=== Source data ===
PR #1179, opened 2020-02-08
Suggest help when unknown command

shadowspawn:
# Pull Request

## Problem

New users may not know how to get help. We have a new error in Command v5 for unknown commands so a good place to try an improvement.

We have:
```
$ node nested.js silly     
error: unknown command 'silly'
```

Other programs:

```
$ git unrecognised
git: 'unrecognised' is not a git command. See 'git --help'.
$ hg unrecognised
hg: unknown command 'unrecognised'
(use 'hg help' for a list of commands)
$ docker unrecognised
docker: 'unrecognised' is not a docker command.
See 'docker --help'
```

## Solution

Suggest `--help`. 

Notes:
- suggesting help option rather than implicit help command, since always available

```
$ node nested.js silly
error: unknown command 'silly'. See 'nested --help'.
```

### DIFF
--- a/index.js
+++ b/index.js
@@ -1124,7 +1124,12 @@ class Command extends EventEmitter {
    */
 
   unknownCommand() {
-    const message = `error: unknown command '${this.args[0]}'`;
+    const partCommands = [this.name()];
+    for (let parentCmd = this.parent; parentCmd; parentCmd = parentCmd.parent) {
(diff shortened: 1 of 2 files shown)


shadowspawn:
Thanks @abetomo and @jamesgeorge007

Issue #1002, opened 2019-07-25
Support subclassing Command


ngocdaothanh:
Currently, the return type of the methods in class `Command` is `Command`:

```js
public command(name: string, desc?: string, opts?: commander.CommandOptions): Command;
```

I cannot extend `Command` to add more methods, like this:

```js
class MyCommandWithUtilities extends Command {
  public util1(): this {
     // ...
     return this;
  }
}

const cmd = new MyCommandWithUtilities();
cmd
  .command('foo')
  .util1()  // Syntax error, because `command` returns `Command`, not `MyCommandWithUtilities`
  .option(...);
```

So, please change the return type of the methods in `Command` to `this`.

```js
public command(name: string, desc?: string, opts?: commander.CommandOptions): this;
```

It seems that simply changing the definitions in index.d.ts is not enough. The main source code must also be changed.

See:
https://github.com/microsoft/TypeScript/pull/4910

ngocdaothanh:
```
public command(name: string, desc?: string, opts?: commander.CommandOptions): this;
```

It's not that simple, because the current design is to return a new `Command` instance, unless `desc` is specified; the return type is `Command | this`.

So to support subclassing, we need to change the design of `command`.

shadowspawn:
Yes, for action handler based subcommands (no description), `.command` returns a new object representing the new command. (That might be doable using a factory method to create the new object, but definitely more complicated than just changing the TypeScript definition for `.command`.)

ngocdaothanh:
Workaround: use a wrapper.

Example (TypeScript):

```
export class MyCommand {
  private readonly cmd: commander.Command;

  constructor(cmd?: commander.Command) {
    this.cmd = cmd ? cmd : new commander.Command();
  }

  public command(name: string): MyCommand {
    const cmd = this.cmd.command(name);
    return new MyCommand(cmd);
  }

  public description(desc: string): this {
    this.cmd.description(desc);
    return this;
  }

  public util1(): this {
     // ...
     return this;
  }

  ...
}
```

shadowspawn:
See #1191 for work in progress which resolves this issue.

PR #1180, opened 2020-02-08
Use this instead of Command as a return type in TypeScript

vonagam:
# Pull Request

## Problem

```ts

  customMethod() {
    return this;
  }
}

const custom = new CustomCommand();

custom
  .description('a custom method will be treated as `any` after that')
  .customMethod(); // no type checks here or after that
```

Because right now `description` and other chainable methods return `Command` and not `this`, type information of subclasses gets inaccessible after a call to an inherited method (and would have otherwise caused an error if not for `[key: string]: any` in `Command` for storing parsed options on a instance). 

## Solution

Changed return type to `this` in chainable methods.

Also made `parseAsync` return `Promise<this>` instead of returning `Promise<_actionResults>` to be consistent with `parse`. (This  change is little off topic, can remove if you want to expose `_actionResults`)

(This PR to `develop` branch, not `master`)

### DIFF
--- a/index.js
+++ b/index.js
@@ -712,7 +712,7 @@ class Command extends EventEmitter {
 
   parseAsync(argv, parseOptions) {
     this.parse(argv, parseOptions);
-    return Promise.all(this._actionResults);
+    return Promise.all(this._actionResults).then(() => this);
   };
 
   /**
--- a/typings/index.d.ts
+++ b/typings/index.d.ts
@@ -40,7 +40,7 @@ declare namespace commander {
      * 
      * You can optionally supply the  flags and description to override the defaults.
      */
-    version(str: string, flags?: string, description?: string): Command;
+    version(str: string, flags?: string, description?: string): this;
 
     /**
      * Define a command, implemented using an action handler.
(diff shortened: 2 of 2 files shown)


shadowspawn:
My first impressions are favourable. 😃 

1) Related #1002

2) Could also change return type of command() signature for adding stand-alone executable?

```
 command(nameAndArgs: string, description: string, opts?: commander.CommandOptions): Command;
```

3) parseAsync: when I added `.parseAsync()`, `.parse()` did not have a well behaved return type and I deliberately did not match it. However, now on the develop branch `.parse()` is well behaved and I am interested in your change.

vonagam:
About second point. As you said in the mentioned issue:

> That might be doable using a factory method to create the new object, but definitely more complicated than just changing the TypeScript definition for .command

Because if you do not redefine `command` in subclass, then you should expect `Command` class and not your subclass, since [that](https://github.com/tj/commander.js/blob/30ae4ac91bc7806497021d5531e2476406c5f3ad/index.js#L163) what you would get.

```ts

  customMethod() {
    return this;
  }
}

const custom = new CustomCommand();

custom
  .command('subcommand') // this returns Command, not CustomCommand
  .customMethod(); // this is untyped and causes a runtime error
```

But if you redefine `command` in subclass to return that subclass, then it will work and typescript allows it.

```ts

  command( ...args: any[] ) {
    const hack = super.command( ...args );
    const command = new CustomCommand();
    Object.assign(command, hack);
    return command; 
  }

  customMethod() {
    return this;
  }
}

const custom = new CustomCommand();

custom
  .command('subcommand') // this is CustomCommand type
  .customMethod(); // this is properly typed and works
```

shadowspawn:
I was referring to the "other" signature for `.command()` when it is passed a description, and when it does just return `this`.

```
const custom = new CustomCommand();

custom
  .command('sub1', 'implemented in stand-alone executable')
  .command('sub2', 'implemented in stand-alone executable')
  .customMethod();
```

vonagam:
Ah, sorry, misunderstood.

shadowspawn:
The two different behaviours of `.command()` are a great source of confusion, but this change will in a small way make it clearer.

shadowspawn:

=== Work to complete ===
Your answer should consist of the lines above that hold the word "implemented".

=== Worked solution ===
      * Define a command, implemented using an action handler.
  .command('sub1', 'implemented in stand-alone executable')
  .command('sub2', 'implemented in stand-alone executable')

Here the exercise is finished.